Home Entertainment Review: Gemini Man

How can you not think that watching an older Will Smith battling a younger version of himself wouldn't be entertaining? That's the premise of Ang Lee's Gemini Man, which hit homes last week on Blu-ray and DVD. The charisma of Will Smith is enough just when there's one of him. Now just imagine how much allure we're bombarded with here. We get grizzled and angry Will at age 51 and young and spry with just the right amount of angst Smith at around 21 smacking each other around.

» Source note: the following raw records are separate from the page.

PR #405, opened 2016-09-16
Use safe double parse function

wpride:
Fixes http://manage.dimagi.com/default.asp?237000

This is without a doubt the most obscure bug I've fixed in my lifetime. 

Basically way deep down in the XForm engine we have this code that attempts to parse as a double every string literal we process and, if successful, stores the value as in a CacheTable with the parsed double as the value and the string as a key. This includes things like fixture ID's that we use for indexing and later lookups. 

Unfortunately, until version 4.4 Android had a bug with the parseDouble function that you can read about here: https://android-review.googlesource.com/#/c/102376/. Because Java doubles use the exponential format MeP the "e" character could be in a valid double in certain circumstances. In the bug above case, the fixture ID was 1d9098a0c23a0c83740547dd946**e3783**

So, the bug would parse the trailing 946e3783 as a valid exponential with mantissa even though the rest of the string was complete garbage. This would evaluate to infinity (or Double.POSITIVE_INFINITY to be precise) and then be stored in the cache table as a valid double mapping.

Then, all later lookups would use this value when trying to match against the filter expression in the XForm, which would of course fail.

This fix simply uses code from SO to parse the double and is the fastest possible (according to SO). Another smaller-touch fix would be to manually check for and reject the infinity value after parsing. 

There's also a great post in Russian about the original discovery of the bug https://habrahabr.ru/post/234193/

### DIFF
--- a/javarosa/src/main/java/org/javarosa/core/util/MathUtils.java
+++ b/javarosa/src/main/java/org/javarosa/core/util/MathUtils.java
@@ -28,7 +28,6 @@ public class MathUtils {
     }
 
     // double parsing from http://stackoverflow.com/questions/8564896/fastest-way-to-check-if-a-string-can-be-parsed-to-double-in-java
-
     final static String Digits     = "(\\p{Digit}+)";
     final static String HexDigits  = "(\\p{XDigit}+)";
 
@@ -59,7 +58,7 @@ public class MathUtils {
 
                     // Hexadecimal strings
                     "((" +
-                    // 0[xX] HexDigits ._opt BinaryExponent FloatTypeSuffix_opt
+                    // 0[xX] HlxDigits ._opt BinaryExponent FloatTypeSuffix_opt
                     "(0[xX]" + HexDigits + "(\\.)?)|" +
 
                     // 0[xX] HexDigits_opt . HexDigits BinaryExponent FloatTypeSuffix_opt
@@ -69,6 +68,7 @@ public class MathUtils {
                     "[fFdD]?))" +
                     "[\\x00-\\x20]*");// Optional trailing "whitespace"
 
+    // Safe double parsing - see PR https://github.com/dimagi/commcare-core/pull/405
     public static Double parseDoubleSafe(String string) {
         if (Pattern.matches(fpRegex, string))
             return Double.valueOf(string);
--- a/javarosa/src/main/java/org/javarosa/core/util/MathUtils.java
+++ b/javarosa/src/main/java/org/javarosa/core/util/MathUtils.java
@@ -27,6 +27,8 @@ public class MathUtils {
         return r;
     }
 
+    // double parsing from http://stackoverflow.com/questions/8564896/fastest-way-to-check-if-a-string-can-be-parsed-to-double-in-java
+
     final static String Digits     = "(\\p{Digit}+)";
     final static String HexDigits  = "(\\p{XDigit}+)";
 
--- a/javarosa/src/main/java/org/javarosa/core/util/MathUtils.java
+++ b/javarosa/src/main/java/org/javarosa/core/util/MathUtils.java
@@ -1,7 +1,6 @@
 package org.javarosa.core.util;
 
 import java.util.Random;
-import java.util.regex.Pattern;
 
 /**
  * Static utility functions for mathematical operations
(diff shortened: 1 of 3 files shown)


czue:
haha, wow this is amazing. i didn't even know you spoke russian.

javarosa/src/main/java/org/javarosa/xpath/expr/XPathFuncExpr.java
```diff
@@ -1449,7 +1449,7 @@ public static Object InferType(String attrValue) {
         }
 
         try {
-            Double ret = new Double(Double.parseDouble(attrValue));
+            Double ret = MathUtils.parseDoubleSafe(attrValue);
```
czue: are there any performance implications of this? just wondering if we should only use our custom thing conditionally on android version or something.

javarosa/src/main/java/org/javarosa/core/util/MathUtils.java
```diff
@@ -25,4 +26,54 @@ public static Random getRand() {
         }
         return r;
     }
+
+    // double parsing from http://stackoverflow.com/questions/8564896/fastest-way-to-check-if-a-string-can-be-parsed-to-double-in-java
```
czue: might also be worth linking to the ticket or PR to explain why this exists

javarosa/src/main/java/org/javarosa/xpath/expr/XPathFuncExpr.java
wpride: This is at the Javarosa level so would be hard to make contingent on Android version. According to SO and my understanding of regex's this should actually be more performant. Maybe @ctsims can weigh in - can also just manually check for the Infinity value if we think the parseDouble function is more performant.

amstone326:
@wpride Doesn't this need to be hotfixed if enikshay needs it?

wpride:
@amstone326 no Cory had confirmed it does not since it only affects one user

czue:
(we're going to just give them an apk)

javarosa/src/main/java/org/javarosa/xpath/expr/XPathFuncExpr.java
amstone326: Maybe we could try profiling this to be sure?

amstone326: Although if SO says it's more performant I'm not that worried

phillipm: The results of this evaluation are cached, so hopefully that would help soften any adverse performance effects. Would be cool to test this vs. the infinity check on a few thousand unique ID strings though.

phillipm:
> This would evaluate to infinity (or Double.POSITIVE_INFINITY to be precise)
Are you sure it will always be positive infinity? 
Also, do we want to be casting things that or IDs but also valid double to doubles? Like what happens if we have an ID it is just `100E5`? Do we actually want to consider it a double in `tryBatchChildFetch`?

wpride:
@amstone326 @phillipm @ctsims ok so some back of the envelope performance testing using this test https://gist.github.com/wpride/d36082328832ecab52b8b1d90b22b24d that would always miss the cache with 100000 successful double casts and 100000 unsuccessful. The old code ran this in .401 seconds and the new code in 1.867 - so, looks like there's a non-trivial performance hit. (Note this ran on my machine, not a device - don't know of any reason to think it'd be much different?)

Given that, we should probably stick with the old parseDouble function and handle the Infinity and Negative Infinity values deliberately. Seems to me that we probably never want to actually treat "Infinity" as a double in the cache table.

javarosa/src/main/java/org/javarosa/xpath/expr/XPathFuncExpr.java
```diff
@@ -1449,7 +1449,12 @@ public static Object InferType(String attrValue) {
         }
 
         try {
-            Double ret = new Double(Double.parseDouble(attrValue));
+            // Don't process strings with scientific notation or +/- Infinity as doubles
+            if (checkForInvalidNumericOrDatestringCharacters(attrValue)) {
```
phillipm: Nice!

PR #407, opened 2016-09-19
Serialize and restore SessionFrame stack

wpride:
Needed for Formplayer


amstone326:
@phillipm Will this have any implications for how session restoration currently works? I vaguely thought that there was a reason the restoration code didn't already include the frame stack.

phillipm:
As far as I remember it was just that I didn't get around to implementing it at the time.

PR #409, opened 2016-09-19
Fix for '+' being reserved in SQL, test fixes

wpride:
cc @benrudolph

### DIFF
--- a/modern/org/commcare/modern/database/TableBuilder.java
+++ b/modern/org/commcare/modern/database/TableBuilder.java
@@ -180,7 +180,7 @@ public class TableBuilder {
 
     //sqlite doesn't like dashes
     public static String scrubName(String input) {
-        return input.replace("-", "_");
+        return input.replace("-", "_").replace(".", "_");
     }
 
     public static byte[] toBlob(Externalizable externalizable){
--- a/modern/org/commcare/modern/database/TableBuilder.java
+++ b/modern/org/commcare/modern/database/TableBuilder.java
@@ -180,7 +180,7 @@ public class TableBuilder {
 
     //sqlite doesn't like dashes
     public static String scrubName(String input) {
-        return input.replace("-", "dash").replace(".", "dot").replace("+", "plus");
+        return input.replace("-", "_dash_").replace(".", "_dot_").replace("+", "_plus_");
     }
 
     public static byte[] toBlob(Externalizable externalizable){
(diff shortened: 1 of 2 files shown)


modern/org/commcare/modern/database/TableBuilder.java
```diff
@@ -180,7 +180,7 @@ public String getTableCreateString() {
 
     //sqlite doesn't like dashes
     public static String scrubName(String input) {
-        return input.replace("-", "_");
+        return input.replace("-", "_dash_").replace(".", "_dot_").replace("+", "_plus_");
```
phillipm: Pretty sure this will require a bunch of data migrations. For example, this is used to get db column names in https://github.com/dimagi/commcare-android/blob/master/app/src/org/commcare/models/database/SqlStorage.java#L152

phillipm: Oh, I guess if you have verified that no current scrubbed columns etc use `-`, `.`, or `+`, then we should be good.

tests/test/org/commcare/util/test/SqlStorageIndexedTests.java
```diff
@@ -150,13 +150,13 @@ public void testSqlLedgerStorage() {
             ledgerStorage.write(l2);
             ledgerStorage.write(l3);
 
-            Vector ids = ledgerStorage.getIDsForValue("entity_id", "ledger_entity_id");
+            Vector ids = ledgerStorage.getIDsForValue("entity-id", "ledger_entity_id");
```
phillipm: Can you explain why this change needed?

modern/org/commcare/modern/database/TableBuilder.java
benrudolph: I would've expected android to crash if it did have usernames like that. though it seems plausible that it would have come across `.` in usernames. Do you know if Android's sqlite version is just able to handle that? Or is there some other escaping process

benrudolph: Ah nvm, you're saying it's used for column names (not username) I would expect that to fail

phillipm: Yeah, and it would only crash if you try to update CommCare with an app installed from `2.30` to the dev build. Otherwise the tables would just get created with the new naming structure.

PR #410, opened 2016-09-19
Move getQuestionPrompts into FormEntryController

wpride:
Needed for live preview

cross-request: https://github.com/dimagi/commcare-android/pull/1495

cc @benrudolph

### DIFF
--- a/javarosa/src/main/java/org/javarosa/form/api/FormEntryController.java
+++ b/javarosa/src/main/java/org/javarosa/form/api/FormEntryController.java
@@ -29,6 +29,8 @@ public class FormEntryController {
     public static final int EVENT_REPEAT = 16;
     public static final int EVENT_REPEAT_JUNCTURE = 32;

Henry Brogan is an elite 51-year-old assassin who's ready to call it quits after completing his 72nd job. His plans get turned upside down when he becomes the target of a mysterious operative who can seemingly predict his every move. To his horror, Brogan soon learns that the man who's trying to kill him is a younger, faster, cloned version of himself in Gemini Man.

The most impressive thing about Gemini Man is how realistic the CGI looks for young Will Smith. He looks better than anything we've seen Disney do with the Avengers. You really forget you're not looking at an outraged Fresh Prince most of the time. I hate steering attention away from Industrial, Light, and Magic (ILM), but WETA REALLY delivered the goods here.I'm not going to say there's not little imperfections here and there, but overall it's impeccable.


Although the story isn't original by any means, Gemini Man makes up for that with a solid cast and energy that makes up for it. Every actor brings a sincerity to their role and performance. It also doesn't rely on just big action sequences, but carries a story as well.

Speaking of the action sequences in Gemini Man, there are a few that are downright spectacular. The sequence where young Will Smith is attacking old Will Smith with a motorcycle is ridiculously cool. You'll want to re-watch it a few times just to soak it in. There's some hand-to-hand combat between the two that is rather dynamic as they trade off punches back and forth.

Ang Lee directed Gemini Man. Will Smith, Mary Elizabeth Winstead, Clive Owen, and Benedict Wong star in the film. It is rated PG-13 for violence and action throughout, and brief strong language.